What does Don Henley mean to me? Back then he was an older guy in a suit who made songs that were just too fast to slow-dance normally to. I’d never heard of the Eagles; they weren’t a part of my parents’ record collection. To me he existed in the late 80s just as he was, hair long, as if held in aspic. It’s the same way we first heard David Bowie and Mick Jagger: two older dudes dancing in the streets in suits. They were all wearing suits and singing bluesy pounding power ballads over synths. We had no other context in which to understand them. We weren’t there for Ziggy Stardust. We weren’t there for “Satisfaction.” (To us, that was the Justine Bateman/Julia Roberts movie.) We weren’t even there for Hotel California.
Of course, after the suits came off in the 90s and we stumbled our way through adolescence and into high school, we came to Scary Monsters and Sticky Fingers, and then, probably more recently, like reaching full adulthood, we finally arrived at the Eagles. We’re all listening to it, eating up old concert footage on YouTube, dipping our toes in a lake of 70s nostalgia as if it can bring us back to a time when our parents were young, even as we watch them age. Listening to the Eagles is like looking at that photograph of your mom in an old photo album with a beer bottle in her hand, hair tied back in a scarf, tan, glowing, before you. Or your dad without a gray hair, loose-limbed, goofing off on a beach, before you. My generation and the generations that followed now call this music “Dad Rock,” it’s become associated so extricably with our parents, or with being a parent. But we have no memories of being there ourselves. Everything we know about Don Henley and David Bowie and Mick Jagger is in the context of hindsight. We know their full stories: their arcs. We came to them when they were already established, acclaimed. But the late 80s stuff: that was always part of us. Like The End of the Innocence.
I love this album now. I love that it’s nostalgic for me, even though I only experienced it liminally. I love how the lyrics of the title track describe something intangible in the past…
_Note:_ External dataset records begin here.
Issue #16428, opened 2025-06-25
Default values of options picker broken


mikesealey:
**Checklist**
- [x] I have searched budibase discussions and github issues to check if my issue already exists

**Hosting**

- Self
  - Method: CLI/Devstack
  -  Budibase Version: 3.12.21
  - App Version: 3.12.21

**Describe the bug**
When setting default bindings of the Multi-Select picker with text, values can be added, but the original values cannot be un-selected.

**To Reproduce**
Steps to reproduce the behaviour:
1. Create a multi-select picker and populate it with some values
2. specify default values using text ie "1,3"
3. Default values will populate but cannot be unselected
(many examples in Jam and Export)

**Expected behavior**
Default values should be un-selectable

**Screenshots**
https://jam.dev/c/4a949199-faf7-47c6-88da-cb6abd6ef9ef
  
**App Export**
[Multi Select Picker Export-export-1750845348130.tar.gz](https://github.com/user-attachments/files/20901243/Multi.Select.Picker.Export-export-1750845348130.tar.gz)

**Desktop (please complete the following information):**
 - OS: MacOS Sequoia 15.5
 - Browser Chrome
 - Version 137.0.7151.120 (Official Build) (arm64)

**Additional context**
Issue raised by CSE on behalf of enterprise customer

mikesealey:
Additional context surrounding this bug: Switching from Dropdown to Checkboxes exhibits buggy behaviour. When using text to set the default values of the Multi-Select Picker (checkbox), the default values are not indicated in the component, though it's value reflects that they are. Those values can be checked, which adds another element to the array, but the original/default cannot ever be removed. (See JAM)

https://jam.dev/c/38dc26c5-d51d-46c6-ae85-53c22ae68c4a 

Expanded App-Export: 

[Multi Select Picker Export-export-1750852298256.tar.gz](https://github.com/user-attachments/files/20903016/Multi.Select.Picker.Export-export-1750852298256.tar.gz)

PR #16481, opened 2025-07-01
Fix de-selecting multi-select defaulted values

mike12345567:
## Description
Fixes an issue where de-selecting multi-select default values if the multi-select has values which are not of type string would not work. (Quite the mouthful!)

I considered a few options here but I think this can only really be fixed at the comparison stage as otherwise it would mean the multi-select field could only ever return strings - as far as I'm aware it is possible for it to return different types, although the default values will always be of type string.

## Addresses
- https://linear.app/budibase/issue/BUDI-9430/default-values-of-options-picker-broken
- https://github.com/Budibase/budibase/issues/16428


packages/bbui/src/Form/Core/Multiselect.svelte
```diff
@@ -81,7 +81,10 @@
   const makeToggleOption = (map: Record<string, boolean>, value: string[]) => {
     return (optionValue: string) => {
       if (map[optionValue]) {
-        const filtered = value.filter(option => option !== optionValue)
+        // comparison needs to take into account different types, always compare them as strings
+        const filtered = value.filter(
+          option => option.toString() !== optionValue.toString()
```
melohagan, line 96: Going by the types, these values should already be a string and not need the `toString` ?

```ts
value: string[]
```

```ts
return (optionValue: string)
```

Is it possible to prevent the wrong types being passed into the toggle function in the first place? Or update the type signatures to reflect the real possible types?

melohagan (changes requested):

packages/bbui/src/Form/Core/Multiselect.svelte
mike12345567: This would be possible if all of the code calling this was Typescript, but without another big push to convert the builder + client to Typescript fully it would be very difficult to protect against callers passing incorrect types.

I've updated the types to more accurately reflect how the multiselect is used today.

melohagan: No worries, thanks Mike!

melohagan (approved):

PR #16482, opened 2025-07-01
[BUDI-9240] Propagate OAuth2 information to external data connector and API Request automation steps

samwho:
## Description

We weren't currently propagating SSO user OAuth2 tokens through to External Data Connector or API Request steps, so those steps weren't able to make use of a user's SSO auth. This PR plumbs that data through and tests to make sure it works correctly, and refreshes correctly if required.

## Addresses
- https://linear.app/budibase/issue/BUDI-9240/make-currentuseroauth-available-through-app-trigger-automation-to-the

## Launchcontrol

SSO users' OAuth2 tokens now propagate through to External Data Connector and API Request steps if they are available (e.g. during App Action triggers).


packages/server/src/automations/steps/utils.ts
```diff
@@ -19,15 +19,15 @@ export async function getFetchResponse(fetched: any) {
...
 // throw added to them, so that controllers don't
 // throw a ctx.throw undefined when error occurs
-// opts can contain, body, params and version
+// opts can contain, body, params, version, and user
 export function buildCtx(
   appId: string,
   emitter?: ContextEmitter | null,
   opts: any = {}
 ) {
   const ctx: any = {
```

Remember when days were long
And rolled beneath a deep blue sky
Didn’t have a care in the world
With mommy and daddy standin’ by
…how the soprano saxophone sounds like another time. How Henley sounds weary, his voice lived in. He sings the blues over broad new-agey synth chords. None of it made any sense to me back then—how on earth is a thirteen-year-old supposed to understand “all these trumped up towers, they’re just golden showers” or relate to “there are people in your life who’ve come and gone, they let you down and hurt your pride”?—but now it’s everything. At its heart, The End of the Innocence is an album about America’s false love affair with capitalism, which I understand much better now, but to me it’s also become an album about growing older. Because of the context in which I knew it then, because so much of the past is embedded in it, and yet because its lyrics require me to be older to understand them. It exists in a world between then and now, and is everything that I am: a combination of then and now and all the times in between. (And so goes a certain bridge: Time, time, tickin’, tickin’, tickin’ away…)
I can own it now, understand it. Life makes everything clearer the more we live it. We may offer up our best defenses, but we’re adults now. We’re getting older. Our parents are getting older. We own the past romantically, remotely, but it’s still a part of us, even when relegated to closet tubs. And, at the heart of the matter, that’s a good thing.